Further Results for the Capacity Statistic Distribution on Compositions of 1's and 2's
Mark Shattuck
TL;DR
This work analyzes the capacity statistic on $\mathcal{B}_n$, the set of compositions of $n$ into $1$'s and $2$'s, by deriving recurrences, explicit distribution formulas, and combinatorial proofs, and by expanding to a polynomial refinement with additional parameters.
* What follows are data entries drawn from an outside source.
PR #1710, opened 2020-11-26
delete all perf machines

gdams:
As discussed on the TSC call

### DIFF
--- a/ansible/plugins/inventory/adoptopenjdk_yaml.py
+++ b/ansible/plugins/inventory/adoptopenjdk_yaml.py
@@ -41,7 +41,7 @@ valid = {
   'arch': ('armv7', 'armv8', 'ppc64le', 'ppc64', 'x64', 's390x', 'arm64', 'sparcv9'),
 
   # valid roles - add as necessary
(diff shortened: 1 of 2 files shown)


ansible/plugins/inventory/adoptopenjdk_yaml.py
```diff
@@ -41,7 +41,7 @@
   'arch': ('armv7', 'armv8', 'ppc64le', 'ppc64', 'x64', 's390x', 'arm64', 'sparcv9'),
 
   # valid roles - add as necessary
-  'type': ('build', 'test', 'infrastructure', 'perf', 'docker'),
```
sxa, line 44: Hmmm do we want to remove this while there's a possibility of getting more later? Gut feel would be leave it in for now so that it's easier for someone to add it in again later

gdams: the inventory parser fails if there are no hosts in the specified group so I had to remove it. it will be very easy to add it back

sxa (approved):

PR #1711, opened 2020-11-26
Revert "actions: add macOS playbook tester (#1640)"

sxa:
macos github checks are failing. If we're not going to fix them as a matter of urgency, we should disable them as they provide zero value.

Ref: https://github.com/AdoptOpenJDK/openjdk-infrastructure/issues/1711

This reverts commit 60c0bdc15a6cfbe7d0fffc00e8b45a563e7b1ccd. (not as a direct `git revert` as that would have removed the playbook too which was done in the same commit)

[EDIT: As part of resolving a merge conflict I've streamlined one of the `when` clauses to put it on one line so it doesn't disrupt the look of the file compared to other parts of it]


aahlenst (approved):

gdams:
closing in favour of https://github.com/AdoptOpenJDK/openjdk-infrastructure/pull/1665

Issue #1722, opened 2020-11-28
Solaris playbook cannot locate CSWpkgutil.pkg


sxa:
Please put the name of the software product (and affectred platforms if relevant) in the title of this issue

- [ ] Missing install
- [x] Bug in ansible playbook
- [ ] Request for new playbook addition

Details:
```
TASK [Common : Fetch CSWpkgutil.pkg] *******************************************

fatal: [127.0.0.1]: FAILED! => {"changed": false, "checksum": "f3ec18e5de2da7f4dc19e9464ad42a5f9b43ead6", "msg": "Source /export/home/vagrant/.ansible/tmp/ansible-tmp-1606569858.04-21931-70421185104931/source not found"}
```
Not immeidately clear why. Modifying the source path to be `../files/CSWpkgutil.pkg` (relative the the playbook that invokes it) doesn't appear to resolve it. Debug output (with the chane to use `src: ../files/CSWpkgutil.pkg` is below:

`TASK [Common : Fetch CSWpkgutil.pkg] ******************************************************************************************************************************************************************************
task path: /home/sxa/ws/adoptopenjdkPBTests/openjdk-infrastructure-master/ansible/playbooks/AdoptOpenJDK_Unix_Playbook/roles/Common/tasks/Solaris.yml:18
<127.0.0.1> ESTABLISH SSH CONNECTION FOR USER: vagrant
<127.0.0.1> SSH: EXEC ssh -vvv -F /dev/null -o ControlMaster=auto -o ControlPersist=60s -o StrictHostKeyChecking=no -o Port=2204 -o 'IdentityFile="/home/sxa/ws/adoptopenjdkPBTests/openjdk-infrastructure-master/ansible/id_rsa"' -o KbdInteractiveAuthentication=no -o PreferredAuthentications=gssapi-with-mic,gssapi-keyex,hostbased,publickey -o PasswordAuthentication=no -o 'User="vagrant"' -o ConnectTimeout=30 -o ControlPath=/home/sxa/.ansible/cp/79ad8e6b4d 127.0.0.1 '/bin/sh -c '"'"'echo ~vagrant && sleep 0'"'"''
[...]

PR #1736, opened 2020-12-04
pbTests: Set remote_tmp for Unix VPC runs

Willsparker:
Fixes: #1722 

##### Checklist

- [x] playbook changes run through [VPC](https://ci.adoptopenjdk.net/view/Tooling/job/VagrantPlaybookCheck/) or [QPC](https://ci.adoptopenjdk.net/view/Tooling/job/QEMUPlaybookCheck/) Running now: https://ci.adoptopenjdk.net/job/VagrantPlaybookCheck/953/ (Mainly checking Solaris works, and the fix doesn't break anything else)

### DIFF
--- a/ansible/pbTestScripts/vagrantPlaybookCheck.sh
+++ b/ansible/pbTestScripts/vagrantPlaybookCheck.sh
@@ -238,7 +238,7 @@ startVMPlaybook()
 	ssh-keygen -R $(cat playbooks/AdoptOpenJDK_Unix_Playbook/hosts.unx)
 	
 	sed -i -e "s/.*hosts:.*/- hosts: all/g" playbooks/AdoptOpenJDK_Unix_Playbook/main.yml
-	awk '{print}/^\[defaults\]$/{print "private_key_file = id_rsa"; print "timeout = 30"}' < ansible.cfg > ansible.cfg.tmp && mv ansible.cfg.tmp ansible.cfg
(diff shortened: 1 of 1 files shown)


sxa (commented):
Hmmm why is this needed when https://github.com/AdoptOpenJDK/openjdk-infrastructure/blob/14272c35b38fe04a54759ba3425d181b5d975390/ansible/ansible.cfg#L31 is in the file already? Can we do something that will make that activate properly in VPC?

It does worry me that we're forcing the directory like this so would be good to understand why it doesn't work (or whether we can use a neutral directory like `/tmp`) or at least document why we've got this change

Willsparker:
> is in the file already? Can we do something that will make that activate properly in VPC?
VPC doesn't use the inventory, so `hosts:solaris` means nothing to Ansible. We could force it to, by making the temporary host file into something more like the inventory; i.e.

```
hosts:
  $OS-vagant: {ip: [127.0.0.1]:$vagrantPort}
```
> It does worry me that we're forcing the directory like this so would be good to understand why it doesn't work (or whether we can use a neutral directory like /tmp) or at least document why we've got this change

I believe in most cases `$HOME/.ansible/tmp` is already the case, it just isn't for Solaris (apparently). However, yeah, I get the concern. I could try the `/tmp` directory, and then just make sure the `vagrant` user has the perms to execute from there in the Vagrantfile's provisioning script.

sxa (approved):
> VPC doesn't use the inventory, so `hosts:solaris` means nothing to Ansible

Hmmm ok we could override the hostname, but if it's just a pattern match there then that explains it. I am somewhat concerned that we have a setup that requires additional tweaking to be able to work though.

gdams (approved):

PR #1743, opened 2020-12-07
move CRB packages out of common build tool list

sej-jackson:
Signed-off-by: Sej <sarah_jackson@uk.ibm.com>

The `libdwarf-devel` and `libmpc-devel` packages are no longer in the base repos for RedHat 8, and have been moved to the CodeReady Linux Builder (CRB) repository which is restricted access.  

Moving these packages to the `Additional_Build_Tools_NOT_RHEL8` list ensures that they are still installed on earlier versions of RedHat.

### DIFF
--- a/ansible/playbooks/AdoptOpenJDK_Unix_Playbook/roles/Common/vars/RedHat.yml
+++ b/ansible/playbooks/AdoptOpenJDK_Unix_Playbook/roles/Common/vars/RedHat.yml
@@ -24,9 +24,7 @@ Build_Tool_Packages:
   - glibc-devel
   - gmp-devel
   - libcurl-devel
-  - libdwarf-devel                # OpenJ9
   - libffi-devel
-  - libmpc-devel
   - libpng-devel
   - libXext-devel
   - libXi-devel                   # JDK12+ compilation
@@ -47,6 +45,8 @@ Build_Tool_Packages:
   - zip
 
 Additional_Build_Tools_NOT_RHEL8:
+  - libdwarf-devel                # now in CodeReady Linux Builder (CRB) repo
+  - libmpc-devel                  # now in CodeReady Linux Builder (CRB) repo
   - ntp                           # in RHEL8, ntp package is replaced by chrony
 
 Additional_Build_Tools_RHEL8:
--- a/ansible/playbooks/AdoptOpenJDK_Unix_Playbook/roles/Common/vars/CentOS.yml
+++ b/ansible/playbooks/AdoptOpenJDK_Unix_Playbook/roles/Common/vars/CentOS.yml
@@ -26,7 +26,6 @@ Build_Tool_Packages:
   - gmp-devel
   - java-1.8.0-openjdk-devel
   - libcurl-devel
-  - libdwarf-devel                # OpenJ9
   - libpng-devel
   - libXext-devel
   - libXi-devel                   # JDK12+ compilation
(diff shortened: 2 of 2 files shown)


Willsparker (commented):
Makes sense; Ideally, we'd want to still have the packages for RHEL8, could we add a task to enable that repo? [This webpage](https://computingforgeeks.com/enable-codeready-builder-repo-on-rhel/) shows how, but I'm not entirely sure if we should be using `subscription-manager` in the playbooks. ping @sxa

sxa:
> Makes sense; Ideally, we'd want to still have the packages for RHEL8, could we add a task to enable that repo? [This webpage](https://computingforgeeks.com/enable-codeready-builder-repo-on-rhel/) shows how, but I'm not entirely sure if we should be using `subscription-manager` in the playbooks. ping @sxa

I'm ok with switching this off on RHEL8 for now (or perhaps we could check if CRB is enabled first?) but what's the option for CentOS8?

Willsparker:
> what's the option for CentOS8?

That would be the PowerTools repository (See #1750 ). There's a link in the issue which suggests that repository can also be enabled for RHEL8, so we may not have to bother with CRB- if PowerTools contains `libmpc-devel` that is

ansible/playbooks/AdoptOpenJDK_Unix_Playbook/roles/Common/vars/RedHat.yml
```diff
@@ -47,6 +45,8 @@ Build_Tool_Packages:
   - zip
 
 Additional_Build_Tools_NOT_RHEL8:
+  - libdwarf-devel                # now in CodeReady Linux Builder (CRB) repo
```
sxa, line 48: I'm worried about expanding this section. While I accept that this the name wasn't defined in this PR, `NOT_RHEL8` doesn't feel right for this. It was ok when it was just NTP (Since that has an explicit replacement in RHEL8) but these don't. I'd rather it was called somthign that implied `<8` or `<=7` as the same will likely apply to 8 and later.

sej-jackson: Well it's with RHEL8 that the packages have been moved, but I get your point that it doesn't take into account future releases..... However, the RedHat statement about packages ending up in CRB is that they're unsupported, so does that mean they might disappear altogether in a future release?

I think the naming is fairly clear currently, and there's also other sections like `Java_NOT_RHEL6_PPC64` (with the comment "Not RHEL8 either") which have a similar problem, so if we change one, we should review the rest also.  Would you be willing to let this go to a fresh issue where new names can be discussed and agreed?

sej-jackson: Also, I'd like to name the Centos change in this PR too for Will, and that would have similar naming issues.

sxa: `Java_NOT_RHEL6_PPC64` isn't so bad IMHO because we won't supported anything earlier than 6, so it's clear

sej-jackson:
@Willsparker I've now added the equivalent change for the `CentOS.yml` and updated the comment.  No `libmpc-devel` for this one, and `libdwarf-devel` had already been added to "Additional_Build_Tools_NOT_CentOS8", but just not removed from "Build_Tool_Packages" which is why it still failed on CentOS8.

ansible/playbooks/AdoptOpenJDK_Unix_Playbook/roles/Common/vars/RedHat.yml
sej-jackson: OK, I've raised #1757 to do this properly once we've agreed what names should be used.

sxa (approved):
LGTM - The VPC run at https://ci.adoptopenjdk.net/view/Tooling/job/VagrantPlaybookCheck/OS=CentOS8,label=vagrant/963/console shows that the playbook went through but (as expected) the OpenJ9 buid failed when it tried to access the `libdwarf` headers.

Through generating-function techniques, the authors obtain a closed form for the bivariate generating function $F(x,y)=\sum_{n\ge0}\sum_{k\ge0} w(n,k) x^n y^k$ and extract explicit formulas for $w(n,k)$ (for $k\ge1$), the total capacity $\sum_k k w(n,k)$, and the sign-balance of the capacity distribution on $\mathcal{B}_n$. They provide combinatorial proofs of prior recurrences, establish two recurrences for $b_n$, and give a detailed analysis of the joint distribution with two extra parameters. The paper further generalizes to a polynomial refinement ${\bf b}_n(y;p,q)$ with a rich generating function $F(x,y;p,q)$, yielding explicit counts $|\mathcal{B}_{n,k,j}|$ and a generalized total-capacity formula involving Fibonacci polynomials $F_n(p)$, thereby connecting capacity statistics to Fibonacci and tiling structures. Overall, the results offer a thorough combinatorial and algebraic treatment of the capacity distribution on constrained compositions and extend the framework to a multi-parameter setting with broader implications for related discrete structures.
Abstract
In this paper, we study additional aspects of the capacity distribution on the set $\mathcal{B}_n$ of compositions of $n$ consisting of $1$'s and $2$'s. Among our results are further recurrences for this distribution as well as formulas for the total capacity and sign balance on $\mathcal{B}_n$. We provide algebraic and combinatorial proofs of our results. We also give combinatorial explanations of some prior results where such a proof was requested. Finally, the joint distribution of the capacity statistic with two further parameters on $\mathcal{B}_n$ is briefly considered.